Task directions:
Return the lines below that contain "they".

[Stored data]
▬▬▬

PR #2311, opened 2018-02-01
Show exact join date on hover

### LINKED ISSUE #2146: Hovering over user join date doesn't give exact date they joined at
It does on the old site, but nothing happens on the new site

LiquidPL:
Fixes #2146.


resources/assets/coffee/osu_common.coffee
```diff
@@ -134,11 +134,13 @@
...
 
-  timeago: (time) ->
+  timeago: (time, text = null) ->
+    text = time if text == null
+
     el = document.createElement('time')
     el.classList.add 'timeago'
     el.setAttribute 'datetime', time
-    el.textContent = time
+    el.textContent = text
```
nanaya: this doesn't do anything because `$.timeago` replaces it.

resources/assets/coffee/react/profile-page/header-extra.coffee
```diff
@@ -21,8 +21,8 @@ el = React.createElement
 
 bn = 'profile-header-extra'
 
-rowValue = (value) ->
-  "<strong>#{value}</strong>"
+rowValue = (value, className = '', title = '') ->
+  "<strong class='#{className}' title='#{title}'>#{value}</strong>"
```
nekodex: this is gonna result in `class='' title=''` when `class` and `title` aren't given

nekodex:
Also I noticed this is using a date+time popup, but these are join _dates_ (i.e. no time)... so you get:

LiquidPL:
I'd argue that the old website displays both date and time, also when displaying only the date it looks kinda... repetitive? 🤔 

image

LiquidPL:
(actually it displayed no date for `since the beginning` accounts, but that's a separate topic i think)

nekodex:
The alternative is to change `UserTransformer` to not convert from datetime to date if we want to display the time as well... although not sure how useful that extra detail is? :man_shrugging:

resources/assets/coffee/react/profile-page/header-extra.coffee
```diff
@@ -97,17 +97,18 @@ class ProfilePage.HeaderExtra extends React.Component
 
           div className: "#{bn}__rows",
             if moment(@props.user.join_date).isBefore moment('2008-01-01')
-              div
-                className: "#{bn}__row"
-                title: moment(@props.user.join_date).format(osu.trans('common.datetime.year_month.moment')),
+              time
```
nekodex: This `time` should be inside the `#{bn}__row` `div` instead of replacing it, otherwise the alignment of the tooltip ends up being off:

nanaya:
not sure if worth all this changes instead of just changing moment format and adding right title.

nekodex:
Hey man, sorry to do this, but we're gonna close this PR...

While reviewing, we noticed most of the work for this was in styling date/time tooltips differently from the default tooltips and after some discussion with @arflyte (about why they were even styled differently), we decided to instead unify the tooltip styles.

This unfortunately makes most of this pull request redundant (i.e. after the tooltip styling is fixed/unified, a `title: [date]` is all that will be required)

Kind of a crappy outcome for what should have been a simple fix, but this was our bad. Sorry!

▬▬▬

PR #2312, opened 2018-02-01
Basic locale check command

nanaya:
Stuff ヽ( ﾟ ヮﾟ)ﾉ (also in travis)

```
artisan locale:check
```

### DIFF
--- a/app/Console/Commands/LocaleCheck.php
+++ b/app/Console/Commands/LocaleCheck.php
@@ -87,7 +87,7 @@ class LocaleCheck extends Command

▬▬▬

Solution for this exercise:
### LINKED ISSUE #2146: Hovering over user join date doesn't give exact date they joined at
While reviewing, we noticed most of the work for this was in styling date/time tooltips differently from the default tooltips and after some discussion with @arflyte (about why they were even styled differently), we decided to instead unify the tooltip styles.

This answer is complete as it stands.